(Dataset entries)
----------

PR #410, opened 2023-05-31
Fix GDAL 3.7 bindings

lnicola:
---


src/dataset.rs
```diff
@@ -405,8 +405,23 @@ impl Dataset {
     /// Flush all write cached data to disk.
     ///
     /// See [`GDALFlushCache`].
-    pub fn flush_cache(&mut self) {
-        unsafe { GDALFlushCache(self.c_dataset) }
+    ///
+    /// Note: on GDAL versions older than 3.7, this function always succeeds.
+    pub fn flush_cache(&mut self) -> Result<()> {
+        #[cfg(any(all(major_ge_3, minor_ge_7)))]
```
jdroenner, line 411: i think we also need to add `major_ge_4`  to the any block. and in the other case we could add `major_lt_3` but i guess we dont support GDAL versions < 3.

lnicola: Yeah, added it now, but I don't think we're really consistent with these.

jdroenner: i never thought about a GDAL version > 3 when i "invented" this :see_no_evil: . There will be some trouble when the version really switches to 4...  
Maybe we could write a macro or something to handle this better.

jdroenner (approved):

lnicola:
bors r=jdroenner

lnicola:
Just for the record, these were broken because I generated the 3.7 bindings on GDAL 3.6.3 😅. Thanks @latot for spotting it.

PR #514, opened 2015-05-21
ncm-metaconfig: add kibana service

stdweird:
Adds support for kibana4 config (tested with 4.1.0 prerelease)

### DIFF
--- a/ncm-metaconfig/src/main/metaconfig/kibana/pan/config.pan
+++ b/ncm-metaconfig/src/main/metaconfig/kibana/pan/config.pan
@@ -1,0 +1,3 @@
+unique template metaconfig/kibana/config;
+
+include 'metaconfig/kibana/schema';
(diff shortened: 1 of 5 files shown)


stdweird:
Requires `json_typed` to render correctly, otherwise your mileage may vary (doubles and logs become quoted strings).

stdweird:
This is valid kibana config for kibana 4.1.0 (proper rpms with init scripts should be in the rpms, if not use https://github.com/elastic/kibana/pull/3212 to make your own)

the only thing missing to make this work is a simle proxy rule in httpd like
```
    <location ~ "^/kibana/(.*)$">
        proxypassmatch  http://localhost:5601/$1
        proxypassreverse http://localhost:5601/$1
    </location>
```
or if you prefer using metaconfig,

```pan
prefix "/software/components/metaconfig/services/{/etc/httpd/conf.d/ssl.conf}/contents/vhosts/base/";
"locations" = append(dict(
        "regex", true,
        "name", "^/kibana/(.*)$",
        "proxy" , dict(
            "pass", list(dict(
                "match", true,
                "url", "http://localhost:5601/$1",
                )),
            "passreverse", list(dict(
                "url", "http://localhost:5601/$1",
                )),
            ),
        ));
```

jrha:
LGTM

PR #515, opened 2015-05-22
ncm-metaconfig: service logstash add support for filter kv

stdweird:
Add support for the `bytes2human` and `kv` filters.


itkovian:
It looks ok to me. But I am no expert.

jrha:
Where does the `bytes2human` filter come from? It's not in upstream logstash AFAIK.

stdweird:
we package it as part of our patterns (https://github.com/hpcugent/logstash-patterns/blob/master/logstash/filters/bytes2human.rb), someone opened an issue for it https://github.com/elastic/logstash/issues/3515

stdweird:
and to be clear: this PR does not make it mandatory or anything like that

PR #522, opened 2015-06-04
ncm-metaconfig: service logstash: change forwarder configfile location 

stdweird:
With the first 0.4.0 rpm released by elastic, the default configfile used by the rpm is now in `/etc/logstash-forwarder.conf`


stdweird:
this is highly non-backwards compatible, but i think it is a valid change (otherwise you are required to change the location via sysconfig to the old value). the old location is/was the default built-in, but with rpm packages available now from elastic website (before, you had to make your own rpms incl init scripts), one can consider this a new default location (imho).

@jrha @jouvin  any thoughts?

jrha:
I'm okay with it

PR #524, opened 2015-06-08
ncm-network: Add fqdn to interface_alias type

jrha:
This is inserted by aquilon for any aliases with hostnames.

### DIFF
--- a/ncm-network/src/main/pan/components/network/core-schema.pan
+++ b/ncm-network/src/main/pan/components/network/core-schema.pan
@@ -18,7 +18,7 @@ type structure_interface_alias = {
     "ip"      ? type_ip
     "netmask" : type_ip
     "broadcast" ? type_ip
-    "fqdn"    ? string
+    "fqdn"    ? type_fqdn
 };
 
 @documentation{
--- a/ncm-network/src/main/pan/components/network/core-schema.pan
+++ b/ncm-network/src/main/pan/components/network/core-schema.pan
@@ -18,6 +18,7 @@ type structure_interface_alias = {
     "ip"      ? type_ip
     "netmask" : type_ip
     "broadcast" ? type_ip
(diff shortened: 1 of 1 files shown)


ncm-network/src/main/pan/components/network/core-schema.pan
```diff
@@ -18,6 +18,7 @@ type structure_interface_alias = {
     "ip"      ? type_ip
     "netmask" : type_ip
     "broadcast" ? type_ip
+    "fqdn"    ? string
```
stdweird: what is this supposed to do/achieve?

ned21: Every interface has a fqdn in DNS. e.g. myhost-hb.dc1.quattor.org is an interface of myhost.dc1.quattor.org.

stdweird: that makes sense, but how is this used? e.g. is there a component that uses this? (i'm just curious)

gombasg:
Currently not used directly for configuration, but it gets into various reports.

ncm-network/src/main/pan/components/network/core-schema.pan
jrha: But perhaps it should be `type_hostname`?

jrha:
They show up in `aq dump_dns` and so can be used to configure a DNS server.

stdweird:
retest this please

stdweird:
@jrha add `ncm-network:` in title

ncm-network/src/main/pan/components/network/core-schema.pan
stdweird: yes please

stdweird:
LGTM

PR #526, opened 2015-06-11
ncm-ssh: Fix small bugs

piojo:
* Add missing options to the schema.
* Fix lines that match partially the profile.


piojo:
Mmm... this fails in ncm-opennebula, which I didn't touch. It seems you'll have to update panc in the Jenkins server?

stdweird:
@piojo it fails because the current `template-library-core-pr-builder` has invalid templates.

stdweird:
retest this please

PR #532, opened 2015-07-13
ncm-download timeouts

ajf8:
We've been having problems with the ncm-download component taking a long time to timeout because there is no timeout set.

I found some code in sudo.pm which adds a timeout switch to the curl command (though it is not in the schema). However, there is no timeout on the LWP client which does the HEAD request before this.

So I've added a head_timeout parameter at the component level, with a default of 3 seconds set. The curl timeout has been added to schema.pan, and it is possible to override it per file.

### DIFF
--- a/ncm-download/src/main/perl/download.pm
+++ b/ncm-download/src/main/perl/download.pm
@@ -121,6 +121,9 @@ sub Configure {
             $min_age = $inf->{files}->{$f}->{min_age};
         }
 
+	my $timeout = $inf->{files}->{$f}->{timeout};
+	$timeout = $inf->{timeout} unless defined($timeout);
+
         my $success = 0;
         if (@proxyhosts && $inf->{files}->{$f}->{proxy}) {
             my $attempts = scalar @proxyhosts;
@@ -133,7 +136,8 @@ sub Configure {
                 $success += $self->download(
                     file => $file,
                     href => $source,
-                    timeout => $inf->{timeout},
+                    timeout => $timeout,
+                    head_timeout => $inf->{head_timeout},
                     proxy => $proxy,
                     gssneg => $gss,
                     cacert => $inf->{files}->{$f}->{cacert},
@@ -216,7 +220,9 @@ sub get_head
     local $ENV{'HTTPS_CA_FILE'} = $opts{cacert} if (exists($opts{cacert}));
     local $ENV{'HTTPS_CA_DIR'} = $opts{capath} if (exists($opts{capath}));
 
-    return LWP::UserAgent->new->head($source);
+    my $lwp = LWP::UserAgent->new;
+    $lwp->timeout($opts{head_timeout}) if (defined($opts{head_timeout}));
+    return $lwp->head($source);
 }
 
 sub download {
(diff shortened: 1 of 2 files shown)


ncm-download/src/main/perl/download.pm
```diff
@@ -133,7 +133,8 @@ sub Configure {
                 $success += $self->download(
                     file => $file,
                     href => $source,
-                    timeout => $inf->{timeout},
+                    timeout => $inf->{files}->{$f}->{timeout} || $inf->{timeout},
```
stdweird: if the timeout of a file `$inf->{files}->{$f}->{timeout}` is set to 0, this code will override it with whatever is set in as global timeout `$inf->{timeout}`.

ncm-download/src/main/perl/download.pm
```diff
@@ -216,7 +217,9 @@ sub get_head
     local $ENV{'HTTPS_CA_FILE'} = $opts{cacert} if (exists($opts{cacert}));
     local $ENV{'HTTPS_CA_DIR'} = $opts{capath} if (exists($opts{capath}));
 
-    return LWP::UserAgent->new->head($source);
+    my $lwp = LWP::UserAgent->new;
+    $lwp->timeout($opts{head_timeout}) if (exists($opts{head_timeout}));
```
stdweird: if i read the code correct, `$opts{head_timeout}` will always exist, but could be undefined. so this should probably be `if (defined($opts{head_timeout}))`

stdweird:
test this please

ncm-download/src/main/perl/download.pm
```diff
@@ -121,6 +121,9 @@ sub Configure {
             $min_age = $inf->{files}->{$f}->{min_age};
         }
 
+	my $timeout = $inf->{files}->{$f}->{timeout};
+	$timeout = $inf->{timeout} unless defined($timeout) && $timeout == 0;
```
stdweird: why the ` && $timeout == 0`? the `unless defined($timeout)` should be enough (and it should be possible to force `timeout=0` for a file; unless that makes no sense)

ncm-download/src/main/pan/components/download/config.pan
```diff
@@ -33,4 +33,4 @@ prefix '/software/components/${project.artifactId}';
 
 'active' ?= true;
 'dispatch' ?= true;
-
+'head_timeout' ?= 3;
```
stdweird: if this is the default, it's better to set it via the schema. about the value, i have no clue if this is a lot or not . but since there was no default previously, a larger default value to mimc no timeout might be appropriate.

ncm-download/src/main/perl/download.pm
ajf8: Right, I've removed that condition. Thanks.

ncm-download/src/main/pan/components/download/config.pan
ajf8: Since it's just the HEAD request to check if a file has changed, it should be very fast, so for us 3 seconds is a long time. But it's a good point, it may not be a good default for others. So I think it's best we don't set any default on this, have changed it.

stdweird:
LGTM

PR #533, opened 2015-07-13
ncm-sudo fixes

ajf8:
Hi,

One change is for ncm-sudo on Solaris, it fails because /proc/self/fd/0 is not a valid handle for stdin. Use a - instead on Solaris (this doesn't seem to work on a Linux tested).

Also, while trying to upgrade to the latest upstream, we are having a problem with the schema change in e79f799. The privilege options parameter was changed to require a colon at the end, which we do not have in our templates. It is difficult because it requires that we change the schema, templates and components all at once. So I propose this change which, I hope, will allow them to be changed independently. It does this by making the colon optional in the schema, and adding it in the code if it's not present.

Finally, a true (1) return was missing at the end of the package.

### DIFF
--- a/ncm-sudo/src/main/perl/sudo.pm
+++ b/ncm-sudo/src/main/perl/sudo.pm
@@ -44,7 +44,9 @@ use constant {
     INCLUDES_DIRS    => PROFILE_BASE . "includes_dirs"
 };
 
-use constant VISUDO_CHECK => qw(/usr/sbin/visudo -c -f /proc/self/fd/0);
+use constant VISUDO_CHECK => qw(/usr/sbin/visudo -c -f);
+use constant VISUDO_STDIN_LINUX => '/proc/self/fd/0';
+use constant VISUDO_STDIN_SOLARIS => '-';
 
 # All possible "Default" options separated by type.
 use constant BOOLEAN_OPTS => qw(
@@ -210,6 +212,7 @@ sub generate_privilege_lines {
 sub is_valid_sudoers {
     my ($self, $fh) = @_;
     my ($err, $out);
+
     my $proc = CAF::Process->new (
         [VISUDO_CHECK],
         stdin => "$fh",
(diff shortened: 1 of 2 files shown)


stdweird:
test this please

ajf8:
test this please

stdweird:
test this please

ncm-sudo/src/main/perl/sudo.pm
```diff
@@ -197,8 +199,11 @@ sub generate_privilege_lines {
         my $ln = $info{PRIVILEGE_USER()}->getValue;
         $ln .= "\t" . $info{PRIVILEGE_HOST()}->getValue;
         $ln .= "= (". $info{PRIVILEGE_RUNAS()}->getValue . ")\t";
-        $ln .= $info{PRIVILEGE_OPTS()}->getValue . "\t"
-        if defined $info{PRIVILEGE_OPTS()};
+	if (defined($info{PRIVILEGE_OPTS()})) {
+		$ln .= $info{PRIVILEGE_OPTS()}->getValue;
+		$ln .= ':' if $ln !~ /:$/;
```
stdweird: just to understand this, the ending colon is mandatory, https://github.com/ajf8/configuration-modules-core/commit/e79f799ab4bfa0025b869c7bf7e124be0b048f7f tried to force that via schema, the new code forces it via the component?

stdweird:
@ajf8 only limited list of people can trigger the tests (and i don't know who you are). since this touches solaris and you are london based, i'm going to guess you are working for MS?
@ned21 @gombasg i'll add @ajf8 to the list if you could confirm.

ncm-sudo/src/main/perl/sudo.pm
ajf8: Yeah, this is enforcing it by the component, but only if it isn't set via the templates. And it makes the colon optional in the templates.

The code used to always add a colon at the end (changed in 31333b8). This means if we upgrade the schema and change the templates before the component is upgraded, we will have two colons at the end of the line, and the sudoers file will not apply.

If we upgrade the component before the schema, we will have no colon after the option, and again sudoers will not apply.

Because we cannot upgrade both at the same time, it makes upgrading to this latest upstream in its current state quite awkward. This change should allow either way to work.

stdweird: sounds like some backwards incompatible commits were added, and lack of unittests didn't catch this change.
if you can, you may always add a unittest for this behaviour (ensure the trailing `:` in the privilige opts). if not, open an issue to add this unittest.

stdweird:
@jrha LGTM

gombasg:
@stdweird Yup, we're happy to have @ajf8 on board, please allow him to trigger the tests. Thanks!

Issue #525, opened 2015-06-10
ncm-spma: el7 yum has fastmirror enabled by default


stdweird:
and it will use (external) mirrors if it can.
we need a way to disable it, e.g. if a proxy is defined.

stdweird:
also EL7 sets up default yum cron jobs that download rpms and things like that. should also be controlled by spma.

stdweird:
on the cron jobs: `yum` installs the the cron files,
```
# rpm -q --filesbypkg yum |grep cron
yum                       /etc/cron.daily
yum                       /etc/cron.daily/0yum-daily.cron
yum                       /etc/cron.hourly
yum                       /etc/cron.hourly/0yum-hourly.cron
yum                       /etc/yum/yum-cron-hourly.conf
yum                       /etc/yum/yum-cron.conf
```

however, the actual binary that does the work is part of `yum-cron`, so if that  is not installed, no issues with cron doing yum stuff.

stdweird:
fixed by #535

PR #535, opened 2015-07-16
ncm-spma: support yum plugin configuration (including default versionlock and fastestmirror)

### LINKED ISSUE #534: ncm-spma: adding plugin support
currently, yum-based spma relies on the `versionlock` yum plugin; and on EL7, the `fastestmirror` plugin is also in use by default and can cause unwanted behaviour when running spma (see also #525).
none of these are currenlty controlled/managed by quattor.

i propose to add support for both in ncm-spma, but i'm struggling with the default behaviour. 
i.e. what does ncm-spma do when nothing is configured wrt plugins.

i would create the following configs by default: 
for versionlock
```
[main]
enabled=1
locklist = /etc/yum/pluginconf.d/versionlock.list
```

and for fastestmirror (generating the configfile, not making it a dependency of spma as is the case with versionlock)
```
[main]
enabled=0
```

any thoughts?

stdweird:
Also includes some cleanup and TT unittests
Fixes #534 #525

By default (i.e. unless the plugins are explicitly configured), this code will enable the versionlocklist plugin with config 
```
[main]
enabled=1
locklist=/etc/yum/pluginconf.d/versionlock.list
```
and disable the fastestmirror plugin with config
```
[main]
enabled=0
```


stdweird:
tests will fail until we can use https://github.com/quattor/maven-tools/pull/56

ned21:
Code looks OK to me.

stdweird:
@ned21 are you also ok with the default behaviour? (i updated the description)

ned21:
What you propose looks sensible, yes.

stdweird:
@ned21 test run now with new buildtools

PR #541, opened 2015-08-05
ncm-metaconfig: perfsonar: replace module general with TT

stdweird:
Due to https://github.com/quattor/CAF/issues/81 and https://github.com/quattor/CAF/pull/97, module `general` can't be used anymore.


jrha:
LGTM

PR #542, opened 2015-08-05
ncm-metaconfig: named: add newline after each include

stdweird:
Although multiple includes separated by `;` is valid, inserting a newline after each include makes it much more readable


jrha:
LGTM

PR #546, opened 2015-08-11
ncm-network: Actually use realhostname if it has been provided

### LINKED ISSUE #462: ncm-network: realhostname not used
Current realhostname code
```perl
if ($config->elementExists($path."/realhostname")) {
    $text .= "HOSTNAME=".$config->getValue($path."/hostname")."\n";
}
```
which has behaviour that setting `realhostname` to anything sets the short hostname as `hostname`.
fixing this bug might break current templates that rely on this "feature".

jrha:
Fixes #462


stdweird:
title should start with `ncm-network`

stdweird:
:+1:  on the simple refactoring
LGTM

----------

**Exercise requirements:**
Wherever the word "unittests" appears in the entries above, copy that line.

**Answer space:**
stdweird: sounds like some backwards incompatible commits were added, and lack of unittests didn't catch this change.
Also includes some cleanup and TT unittests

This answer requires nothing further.